What to work on:
Repeat exactly the line that contains "a shell script." and every line below it to the end of the material, omitting all others.

══════════════════════════════

PR #1326, opened 2022-03-04
internal/exec: Add a flag file to signal that a config was fetched

Vogtinator:
It can be useful to tell whether a user/provider specified config was fetched.
This can be used for instance to start an interactive setup if no config was
provided.

This is the first time I touched ignition code, so I'm not sure whether I found the right place. It appears to work fine with a `system` and `cmdline` provided config here, the flag file is only created if a configuration was provided.

Does this need to be mentioned in documentation somewhere?

### DIFF
--- a/internal/exec/engine.go
+++ b/internal/exec/engine.go
@@ -61,6 +61,7 @@ type Engine struct {
 	FetchTimeout   time.Duration
 	Logger         *log.Logger
 	NeedNet        string
+	ConfigProvided string
 	Root           string
 	PlatformConfig platform.Config
 	Fetcher        *resource.Fetcher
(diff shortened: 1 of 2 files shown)


jlebon:
Hi @Vogtinator!

Ignition now outputs a report at `/etc/.ignition-result.json` with that information. E.g.:

```
$ sudo jq . /etc/.ignition-result.json
{
  "provisioningBootID": "d82970dc-6fea-43c6-bcf0-8ec547e8a989",
  "provisioningDate": "2022-03-04T16:49:02Z",
  "userConfigProvided": true
}
```

See https://github.com/coreos/fedora-coreos-config/blob/c3b27ec391f176eb5fc880175c6cc9da7045020d/overlay.d/05core/usr/libexec/coreos-check-ignition-config for an example of querying it from a shell script.

Vogtinator:
Great, that should do the trick as well!

Is that documented anywhere? I couldn't find any mention of that file anywhere and @laenion wasn't aware of this either.
Is there any reason it's a hidden file?

bgilbert:
That file was recently added as a distro-integration feature.  There aren't any docs for it because we don't document distro integration yet.  I added https://github.com/coreos/ignition/issues/649#issuecomment-1069769108 though.

The file is in `/etc` because it memorializes changes corresponding to a certain instance of `/etc`.  For example, if `/etc` is rolled back or wiped, the report is no longer relevant.  See https://github.com/coreos/fedora-coreos-tracker/issues/977 for the original discussion.  I think we made it a dotfile because it's not really a config file; changing it will have no effect on anything.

══════════════════════════════

Solution below:
See https://github.com/coreos/fedora-coreos-config/blob/c3b27ec391f176eb5fc880175c6cc9da7045020d/overlay.d/05core/usr/libexec/coreos-check-ignition-config for an example of querying it from a shell script.

Vogtinator:
Great, that should do the trick as well!

Is that documented anywhere? I couldn't find any mention of that file anywhere and @laenion wasn't aware of this either.
Is there any reason it's a hidden file?

bgilbert:
That file was recently added as a distro-integration feature.  There aren't any docs for it because we don't document distro integration yet.  I added https://github.com/coreos/ignition/issues/649#issuecomment-1069769108 though.

The file is in `/etc` because it memorializes changes corresponding to a certain instance of `/etc`.  For example, if `/etc` is rolled back or wiped, the report is no longer relevant.  See https://github.com/coreos/fedora-coreos-tracker/issues/977 for the original discussion.  I think we made it a dotfile because it's not really a config file; changing it will have no effect on anything.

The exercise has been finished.